Ich möchte in diesem Artikel noch ein anderes Video einfügen. Dabei geht es um ein Buch, das letztes Jahr in Amerika erschienen ist. Es heißt “
„Stealing Fire: How Silicon Valley, the Navy SEALs, and Maverick Scientists Are Revolutionizing the Way We Live and Work“ von Steven Kotler und Jamie Wheal
Es befasst sich mit Erkenntnissen aus der Hirnforschung im Bezug auf besondere Bewusstseinszustände wie sie zum Beispiel in der Meditation oder Trance erreicht werden. Der Fokus liegt darauf, was dabei im Gehirn passiert und wie diese Erkenntnisse genutzt werden können um eine höhere Leistung im Alltag zu erzielen. Was mir besonders im Kopf geblieben ist, war die Erkenntnis, dass in einem meditativen Zustand (non-ordinary conscious state) unter anderem das neuronale Netzwerk im Gehirn runtergefahren wird, das für das Navigieren zuständig ist (navigating). Jeder, der schon einmal meditiert hat wird das Gefühl kennen, wie sich die eigenen Körpergrenzen langsam auflösen.

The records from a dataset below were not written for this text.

PR #130, opened 2020-07-27
Do not fail if overwrite_from_index_token is given and from_index is not

yashvardhannanavati:
Refers to CLOUDDST-1902


yashvardhannanavati:
@midnightercz @chandwanitulsi @lipoja @querti @JayZ12138 Could you PTAL?

PR #137, opened 2020-08-05
Inspect index image to check if bundles are present

querti:
I'd like to make sure that I'm using the proper approach before proceeding with the implementation.

Also, I'd like to ask how to match the bundle from the index image data. I thought that hash would be a good approach, but it still gives unique constraint error even if bundle image with this hash is not in the index image

### DIFF
--- a/README.md
+++ b/README.md
@@ -220,6 +220,14 @@ The custom configuration options for the Celery workers are listed below:
   file though. This defaults to `~/.docker/config.json.template`.
 * `iib_greenwave_url` - the URL to the Greenwave REST API if gating is desired
   (e.g. `https://greenwave.domain.local/api/v1.0/`). This defaults to `None`.
+* `iib_grpc_init_wait_time` - time to wait for the index image service to be initialized. This
+  defaults to `3` seconds.
+* `iib_grpc_max_port_tries` - maximum ports to try when initializing the index image service.
+  This defaults to `100` tries.
+* `iib_grpc_start_port` - first port to try when starting the service (subsequent are increments).
+  This defaults to `50051`.
+* `iib_grpc_max_tries` - maximum number of times to try to start the index image service
+  before giving up. This defaults to `5` attempts.
 * `iib_index_image_output_registry` - if set, that value will replace the value from `iib_registry`
   in the output `index_image` pull specification. This is useful if you'd like users of IIB to
   pull from a proxy to a registry instead of the registry directly.
--- a/docker/Dockerfile-workers
+++ b/docker/Dockerfile-workers
@@ -38,6 +38,8 @@ RUN dnf -y install \
 
 COPY --from=builder /usr/bin/opm /usr/bin/opm
 ADD https://github.com/estesp/manifest-tool/releases/download/v1.0.0/manifest-tool-linux-amd64 /usr/bin/manifest-tool
+ADD https://github.com/fullstorydev/grpcurl/releases/download/v1.7.0/grpcurl_1.7.0_linux_x86_64.tar.gz /src/grpcurl_1.7.0_linux_x86_64.tar.gz
+RUN cd /usr/bin && tar -xf /src/grpcurl_1.7.0_linux_x86_64.tar.gz grpcurl && rm -f /src/grpcurl_1.7.0_linux_x86_64.tar.gz
 RUN chmod +x /usr/bin/manifest-tool
 COPY . .
 RUN pip3 install -r requirements.txt --no-deps --require-hashes
--- a/iib/workers/config.py
+++ b/iib/workers/config.py
@@ -16,6 +16,10 @@ class Config(object):
         os.path.expanduser('~'), '.docker', 'config.json.template'
     )
     iib_greenwave_url = None
+    iib_grpc_init_wait_time = 3
+    iib_grpc_max_port_tries = 100
+    iib_grpc_max_tries = 5
+    iib_grpc_start_port = 50051
     iib_image_push_template = '{registry}/iib-build:{request_id}'
     iib_index_image_output_registry = None
     iib_log_level = 'INFO'
--- a/iib/workers/tasks/build.py
+++ b/iib/workers/tasks/build.py
@@ -1,14 +1,18 @@
 # SPDX-License-Identifier: GPL-3.0-or-later
 import hashlib
+import json
 import logging
 import os
+import re
+import subprocess
+import time
 import tempfile
 import textwrap
 
 from operator_manifest.operator import ImageName, OperatorManifest
 import ruamel.yaml
 
-from iib.exceptions import IIBError
+from iib.exceptions import IIBError, AddressAlreadyInUse
 from iib.workers.api_utils import set_request_state, update_request
 from iib.workers.config import get_worker_config
 from iib.workers.tasks.celery import app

Und um den Bogen zu den Faszien wieder zu ziehen. Faszien sind dafür verantwortlich, dass wir unsere Körpergrenzen wahrnehmen können. Wir also unseren Arm mit geschlossenen Augen im Raum lokalisieren können. Vielleicht wird unser Fasziennetz in einem non-ordinary conscious state anders oder weniger stimuliert? Vielleicht sind Faszien als Organ das Werkzeug des Gehirns, um neuronale körperliche Information letzten Endes in Form zu bringen. Vielleicht sind Faszien ein Werkzeug, um die neuronale Information von Körper wirklich zum Körper werden zu lassen und zu erhalten?
Eins ist klar. Bei aller Spekulation :), Faszien sind faszinieren und geheimnisvoll, vielleicht gerade weil in ihnen das Chaos der Natur zum Vorschein kommt.